Yup. I've removed a few flywheel nuts with my impact gun, it's super-easy. 

If you don't have a compressor, there are also electric impact guns. I bought my Harbor Freight electric one before I got a compressor, I've been very happy with it. My pneumatic one is smaller and lighter, but the electric one is very convenient. 

Admittedly, the impact gun doesn't help for re-torquing the nut after, but I didn't have any trouble doing that with a torque wrench.


----------



## 94EG8 (Feb 13, 2014)

RedOctobyr said:


> Admittedly, the impact gun doesn't help for re-torquing the nut after, but I didn't have any trouble doing that with a torque wrench.


No one torques them in the real world. Just put them back on with an impact.


----------



## Kiss4aFrog (Nov 3, 2013)

B&S Valve spring compressor #19063

https://www.rcpw.com/briggs-stratto...TtdCVf7rE1p_zUE6hkcH704m3M7lk8-o8sxoCTurw_wcB


----------



## classiccat (Mar 1, 2014)

94EG8 said:


> No one torques them in the real world. Just put them back on with an impact.


One word of caution using an impact: crankshafts will break if over tightened.

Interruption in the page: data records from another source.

PR #494, opened 2018-04-10
More autopatching changes

drewmoseley:
In working on the Udooneo board locally, I discovered a few other changes we should consider.  Please review.


meta-mender-core/classes/mender-part-images.bbclass
```diff
@@ -74,14 +74,39 @@ mender_part_image() {
...
+            spl_end=$(expr $spl_align_kb \* 1024 + $spl_size)
+            if [ $spl_end -gt $(expr ${IMAGE_BOOTLOADER_OFFSET} \* 1024) ]; then
+                bberror "Size of SPL specified in SPL_BINARY is too large." \
+                        "It will be overwritten by the IMAGE_BOOTLOADER_FILE." \
+                        "Please raise it manually."
+            fi
+            cat >> "$wks" <<EOF
+# embed SPL
+part --source rawcopy --sourceparams="file=${WORKDIR}/${SPL_BINARY}" --ondisk mmcblk0 --align $spl_align_kb --no-table
+EOF
```
kacf: Why is this needed in addition to `IMAGE_BOOTLOADER_FILE`? Not sure I understand the context here.

meta-mender-core/classes/mender-part-images.bbclass
```diff
@@ -74,14 +74,39 @@ mender_part_image() {
...
+
         # Copy the files to embed in the WIC image into ${WORKDIR} for exclusive access
         install -m 0644 "${DEPLOY_DIR_IMAGE}/${IMAGE_BOOTLOADER_FILE}" "${WORKDIR}/"
 
         if [ $(expr ${IMAGE_BOOTLOADER_BOOTSECTOR_OFFSET} % 2) -ne 0 ]; then
             bbfatal "IMAGE_BOOTLOADER_BOOTSECTOR_OFFSET must be aligned to kB" \
                     "boundary (an even number)."
         fi
-        bootloader_align_kb=$(expr $(expr ${IMAGE_BOOTLOADER_BOOTSECTOR_OFFSET} \* 512) / 1024)
+        bootloader_align_kb=$(expr $(expr $(expr ${IMAGE_BOOTLOADER_BOOTSECTOR_OFFSET} \* 512) / 1024) + $spl_align_kb)
```
kacf: This I find a bit unintuitive. `IMAGE_BOOTLOADER_BOOTSECTOR_OFFSET` should be absolute, IMHO.

Also, note that `expr` can take more than two operands, and respects normal operator precedence, so we only need one call here.

meta-mender-core/recipes-bsp/u-boot/patches/0002-Generic-boot-code-for-Mender.patch
```diff
@@ -168,6 +168,10 @@ index 0000000..705c39e
 +                                                                        \
 +    "mender_setup="                                                     \
 +    "setenv mender_kernel_root " MENDER_STORAGE_DEVICE_BASE "${mender_boot_part}; "    \
++    "if test ${mmcargs} != \"\"; " \
++    "then "                        \
++    "run mmcargs; "                \
++    "fi; "                         \
```
kacf: IMHO, we should keep this out of our boot script unless `mmcargs` is really ubiquitous, and encourage calling it outside, before getting into mmcargs. I think we should be careful about this to our central boot script to avoid accumulating baggage there that we will later have to support.

Is this solely because the auto-patcher doesn't respect it and hence it doesn't get called?

meta-mender-core/classes/mender-part-images.bbclass
drewmoseley: Some U-Boot systems require a multi-stage setup.  Within U-Boot there is SPL (secondary program loader) and TPL (tertiary program loader).  I don't see any support in Yocto for TPL but there is definitely support for SPL on certain platforms.  Beaglebone actually uses it via a file in the VFAT partition (filename MLO).  In the case of the udooneo platform, there is a small SPL binary located in the raw disk image that then loads the primary U-Boot binary.  See https://github.com/graugans/meta-udoo/blob/morty/scripts/lib/wic/canned-wks/udoo-sdcard.wks for context.

meta-mender-core/classes/mender-part-images.bbclass
drewmoseley: Hmm.  There was already two calls to expr so I was simply modeling my change on that.  Should I try to clean it up?

drewmoseley:
@kacf you commented about the need for running mmcargs but I can't find the comment here.  I wonder if maybe you deleted the comment.

I can't say whether that is widely used or not but it is definitely used on at least one of the boards I have been playing with lately.

My current thinking is that perhaps we should do away with the MENDER_BOOTCOMMAND entirely and handle everything through a boot.scr file.  That would allow the platform-specific Mender layer to modify the boot.scr rather than having it directly embedded in the patch.  I'm hoping to play with that a bit in the coming weeks.

meta-mender-core/classes/mender-part-images.bbclass
mirzak: This has actually been discussed on the mailing list, @kacf @drewmoseley.  

I have been in the situation where I need to support two files for boot-loader (SPL and u-boot.bin) as well. My workaround has been to simply `dd` the two seperate files in to one in a "post_install" step in the U-boot recipe and provide combined output file to `IMAGE_BOOTLOADER_FILE`.

What we also discussed on that particular thread was to add support for passing multiple files to `IMAGE_BOOTLOADER_FILE` instead of adding a second argument.

I believe the suggestion was something like this (do not recall the exact syntax but I think the idea was the same):

```
IMAGE_BOOTLOADER_FILE = "SPL,1; u-boot.bin,69;"
```

And that is filename together with an offset. That way we can support a TPL as well or other binaries that need to be put at an offset on the storage medium.

mirzak: Found the thread: https://groups.google.com/a/lists.mender.io/forum/#!searchin/mender/mirza$20krak/mender/hyHk9a6C4K8/A23cC8qLBAAJ

kacf:
> you commented about the need for running mmcargs but I can't find the comment here. I wonder if maybe you deleted the comment.

You can find it under that little "Show outdated" link. It happens when you push a new patch that changes the context around the diff that was originally commented on.

> I can't say whether that is widely used or not but it is definitely used on at least one of the boards I have been playing with lately.
> 
> My current thinking is that perhaps we should do away with the MENDER_BOOTCOMMAND entirely and handle everything through a boot.scr file. That would allow the platform-specific Mender layer to modify the boot.scr rather than having it directly embedded in the patch. I'm hoping to play with that a bit in the coming weeks.

I fully agree with this, but that doesn't really change the matter with regards to `mmcargs`. The commands will still be the same, and I'd still be careful about adding too many special calls in that code.

For now, I think my vote goes to keeping `mmcargs` in the platform specific patch.

meta-mender-core/classes/mender-part-images.bbclass
kacf: @mirzak: Oh yes, I had completely forgotten about that. Nice catch! I would definitely prefer this approach because it is much more generic.

Tweaking it ever so slightly, I would propose the syntax:

```
IMAGE_BOOTLOADER_FILE = "SPL;1 u-boot.bin;69"
```

for two reasons:

* Similarity in to [`IMAGE_BOOT_FILES`](https://www.yoctoproject.org/docs/latest/mega-manual/mega-manual.html#var-IMAGE_BOOT_FILES), with `src;location` format.
* Using only spaces for separating entries to ease shell parsing.

The great thing about this approach is that we can support as many special files as people want.

meta-mender-core/classes/mender-part-images.bbclass
kacf: > I'm not sure IMAGE_BOOTLOADER_BOOTSECTOR_OFFSET is absolute in the case of an SPL type configuration. Does the link I posted above give you enough to comment?

Sort of, but I think the proposal highlighted by @mirzak is a better way to handle this.

kacf:
@drewmoseley: Do you want to put the the first patches in their own PR so we can get them merged quickly? I believe only the last two of the original patches were debated.

meta-mender-core/classes/mender-part-images.bbclass
drewmoseley: I like this suggestion.  Not sure if I'll have time to implement it anytime soon though.  I created https://tracker.mender.io/browse/MEN-1883 to track it.

meta-mender-core/classes/mender-part-images.bbclass
drewmoseley: Agreed

drewmoseley:
@kacf the first 4 patches are already in #469.  I'll try to update that one with the uncontroversial patches here.

Regarding mmcargs, I agree that adding board-specific stuff is going to be problematic since it won't be a bounded problem.  I've also seen recently boards that called "findfdt" to pick an appropriate FDT file.  I'm not sure how we could enable that in the platform specific patch since the mender core stuff completely replaces the bootcmd.  Are you suggesting a platform-specific version of MENDER_BOOTCOMMAND?  That may work but for the board in question I'm in no hurry so I may use it to do a POC of boot.scr instead.

kacf:
> Regarding mmcargs, I agree that adding board-specific stuff is going to be problematic since it won't be a bounded problem. I've also seen recently boards that called "findfdt" to pick an appropriate FDT file. I'm not sure how we could enable that in the platform specific patch since the mender core stuff completely replaces the bootcmd. Are you suggesting a platform-specific version of MENDER_BOOTCOMMAND? That may work but for the board in question I'm in no hurry so I may use it to do a POC of boot.scr instead.

No, on the contrary, I really would like `MENDER_BOOTCOMMAND` to stay as platform independent as possible, but `MENDER_BOOTCOMMAND` is currently only used for the auto-patched boards. Our manual approach still suggests putting the necessary calls and mender variables into an already existing `bootcmd`. My suggestion would be to save the patch instead, turn off auto-patching and make a manual adjustment based on the patch.

Alternatively, if we want to provide a hook, we could call some generically named function, say `mender_bootcmd_init`, which is supposed to be defined by the user, where he can do whatever he pleases. This might be a good catchall solution. Again, this is independent from `boot.scr` which I think is a good idea regardless.

drewmoseley:
I think all the other patches will drop off from this PR as they are included elsewhere.  I'll take a look when I return next week and rebase everything.

drewmoseley:
Reworked the mmcargs stuff to provide generic PRE and POST setup commands.  Still need to look into a better solution for SPL

meta-mender-core/recipes-bsp/u-boot/patches/0002-Generic-boot-code-for-Mender.patch
```diff
@@ -166,7 +166,13 @@ index 0000000..705c39e
 +                                                                        \
 +    "mender_dtb_name=" MENDER_DTB_NAME "\0"                             \
 +                                                                        \
++    "mender_pre_setup_commands=" MENDER_PRE_SETUP_COMMANDS "\0"         \
++                                                                        \
```
kacf: I think I would not include this in our patch, but rather encourage the user to patch it in themselves using `SRC_URI` and a patch file (for example using `CONFIG_EXTRA_ENV_SETTINGS`). This also saves us having to introduce a bitbake variable for it.

The calling code should still work.

meta-mender-core/recipes-bsp/u-boot/patches/0002-Generic-boot-code-for-Mender.patch
```diff
@@ -166,7 +166,13 @@ index 0000000..705c39e
...
 +    "mender_setup="                                                     \
++    "if test \"${mender_pre_setup_commands}\" != \"\"; "                \
++    "then "                                                             \
++    "run mender_pre_setup_commands; "                                   \
++    "fi; "                                                              \
```
kacf: If following the suggestion above, this should be the only remaining piece of this patch.

meta-mender-core/recipes-bsp/u-boot/patches/0002-Generic-boot-code-for-Mender.patch
```diff
@@ -185,7 +187,11 @@ index 0000000..ae601f8
 +    "setenv mender_uboot_root_name ${mender_boot_part_name}; "          \
 +    "setenv expand_bootargs \"setenv bootargs \\\\\"${bootargs}\\\\\"\"; "              \
 +    "run expand_bootargs; "                                             \
-+    "setenv expand_bootargs\0"                                          \
++    "setenv expand_bootargs; "                                          \
++    "if test \"${mender_post_setup_commands}\" != \"\"; "               \
++    "then "                                                             \
++    "run mender_post_setup_commands; "                                  \
++    "fi\0"                                                              \
```
kacf: Same comment for the post approach as the pre approach.

meta-mender-core/recipes-bsp/u-boot/patches/0002-Generic-boot-code-for-Mender.patch
kacf: The motivation was to avoid more variables for things where there already is a mechanism. But maybe you're right, we are already adding some code for this, might as well add it all.

But then I would at least rename the variables to `MENDER_UBOOT_PRE_SETUP_COMMANDS` and `MENDER_UBOOT_POST_SETUP_COMMANDS` to keep them somewhat namespaced (like `MENDER_UBOOT_AUTO_CONFIGURE`.

drewmoseley:
Closing.  Everything except SPL here has been accepted into other PRs.  I'll get back to cleaning up the SPL handling at some point.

I personally use a torque wrench with a strap-wrench around the flywheel.


----------



## Ken692 (Feb 15, 2013)

94EG8 said:


> Ken692 said:
> 
> 
> > Just scored a nice spring compressor
> ...


19063
Not sure impact to take the bolts of but the spring is a bit hard to put back on, not sure how an numatic would help


----------



## Ken692 (Feb 15, 2013)

Kiss4aFrog said:


> B&S Valve spring compressor #19063
> 
> https://www.rcpw.com/briggs-stratto...TtdCVf7rE1p_zUE6hkcH704m3M7lk8-o8sxoCTurw_wcB


Wow $26 I paid $30 wtf you guys are unbelievable, correct parts at the best prices, ok that flywheel holder is $32
And there are three or four Different ones I have the Tecumseh 4 and 5 hp


----------



## 94EG8 (Feb 13, 2014)

classiccat said:


> One word of caution using an impact: crankshafts will break if over tightened.


Common sense goes a long way. I've never broken a crank yet doing them this way, and I've done a lot of them. 



Ken692 said:


> 19063
> Not sure impact to take the bolts of but the spring is a bit hard to put back on, not sure how an numatic would help


An impact gun wont help you a bit doing valve springs, we're talking about removing flywheels.


----------



## classiccat (Mar 1, 2014)

94EG8 said:


> Common sense goes a long way. I've never broken a crank yet doing them this way, and I've done a lot of them..


Yep, don't doubt that one bit! You always give great advice.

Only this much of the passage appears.